Prompt —
This exercise calls for every line of the data below with the string "that" in it.

Data extracted from a collection —
== == ==

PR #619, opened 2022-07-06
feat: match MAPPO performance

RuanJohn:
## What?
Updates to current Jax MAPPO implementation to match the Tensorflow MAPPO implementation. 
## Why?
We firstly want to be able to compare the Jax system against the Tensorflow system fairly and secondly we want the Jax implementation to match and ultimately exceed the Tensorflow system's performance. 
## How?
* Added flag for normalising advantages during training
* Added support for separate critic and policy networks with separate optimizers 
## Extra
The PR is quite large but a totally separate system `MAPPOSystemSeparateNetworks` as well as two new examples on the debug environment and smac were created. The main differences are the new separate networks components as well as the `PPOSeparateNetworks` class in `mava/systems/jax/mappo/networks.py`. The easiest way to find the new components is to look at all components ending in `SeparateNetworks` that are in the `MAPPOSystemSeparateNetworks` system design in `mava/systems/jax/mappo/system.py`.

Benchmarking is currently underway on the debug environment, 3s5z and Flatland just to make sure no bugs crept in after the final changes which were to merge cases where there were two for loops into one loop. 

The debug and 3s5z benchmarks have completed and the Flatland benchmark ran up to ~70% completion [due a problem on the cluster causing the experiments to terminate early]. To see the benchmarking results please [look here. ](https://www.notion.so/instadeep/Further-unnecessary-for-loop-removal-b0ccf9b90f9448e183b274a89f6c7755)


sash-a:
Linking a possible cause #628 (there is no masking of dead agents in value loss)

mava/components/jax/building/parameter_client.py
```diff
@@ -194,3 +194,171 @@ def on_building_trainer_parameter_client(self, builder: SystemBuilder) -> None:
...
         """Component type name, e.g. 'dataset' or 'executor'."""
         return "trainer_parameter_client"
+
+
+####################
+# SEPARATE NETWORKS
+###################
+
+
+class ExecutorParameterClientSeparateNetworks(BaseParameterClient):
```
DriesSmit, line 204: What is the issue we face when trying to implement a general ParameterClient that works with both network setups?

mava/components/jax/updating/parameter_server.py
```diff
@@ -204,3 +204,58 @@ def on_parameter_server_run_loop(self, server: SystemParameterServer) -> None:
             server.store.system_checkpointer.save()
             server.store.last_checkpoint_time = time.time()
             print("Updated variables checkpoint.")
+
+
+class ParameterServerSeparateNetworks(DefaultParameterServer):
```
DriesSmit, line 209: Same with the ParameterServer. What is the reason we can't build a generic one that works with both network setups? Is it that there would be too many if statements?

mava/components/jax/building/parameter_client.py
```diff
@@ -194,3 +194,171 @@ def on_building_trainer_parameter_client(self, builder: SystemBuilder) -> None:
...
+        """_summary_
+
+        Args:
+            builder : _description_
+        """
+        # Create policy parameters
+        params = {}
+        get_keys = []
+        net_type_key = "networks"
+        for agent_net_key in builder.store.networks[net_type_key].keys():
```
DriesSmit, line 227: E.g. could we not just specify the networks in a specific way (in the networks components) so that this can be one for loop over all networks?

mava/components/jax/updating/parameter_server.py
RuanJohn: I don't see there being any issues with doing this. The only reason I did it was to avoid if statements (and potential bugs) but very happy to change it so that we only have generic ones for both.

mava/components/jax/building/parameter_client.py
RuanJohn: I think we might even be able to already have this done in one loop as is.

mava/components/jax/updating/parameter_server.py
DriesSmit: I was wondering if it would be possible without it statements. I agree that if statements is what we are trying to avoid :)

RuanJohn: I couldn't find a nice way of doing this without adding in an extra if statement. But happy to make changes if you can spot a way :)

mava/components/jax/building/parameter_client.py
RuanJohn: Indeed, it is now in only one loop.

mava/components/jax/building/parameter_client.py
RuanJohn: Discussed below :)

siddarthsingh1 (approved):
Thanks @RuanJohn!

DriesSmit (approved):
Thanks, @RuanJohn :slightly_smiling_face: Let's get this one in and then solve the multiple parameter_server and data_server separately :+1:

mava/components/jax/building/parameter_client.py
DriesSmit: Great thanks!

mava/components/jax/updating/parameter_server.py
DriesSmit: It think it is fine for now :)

== == ==

Reply —
The PR is quite large but a totally separate system `MAPPOSystemSeparateNetworks` as well as two new examples on the debug environment and smac were created. The main differences are the new separate networks components as well as the `PPOSeparateNetworks` class in `mava/systems/jax/mappo/networks.py`. The easiest way to find the new components is to look at all components ending in `SeparateNetworks` that are in the `MAPPOSystemSeparateNetworks` system design in `mava/systems/jax/mappo/system.py`.
DriesSmit, line 204: What is the issue we face when trying to implement a general ParameterClient that works with both network setups?
DriesSmit, line 209: Same with the ParameterServer. What is the reason we can't build a generic one that works with both network setups? Is it that there would be too many if statements?
DriesSmit, line 227: E.g. could we not just specify the networks in a specific way (in the networks components) so that this can be one for loop over all networks?
RuanJohn: I don't see there being any issues with doing this. The only reason I did it was to avoid if statements (and potential bugs) but very happy to change it so that we only have generic ones for both.
DriesSmit: I was wondering if it would be possible without it statements. I agree that if statements is what we are trying to avoid :)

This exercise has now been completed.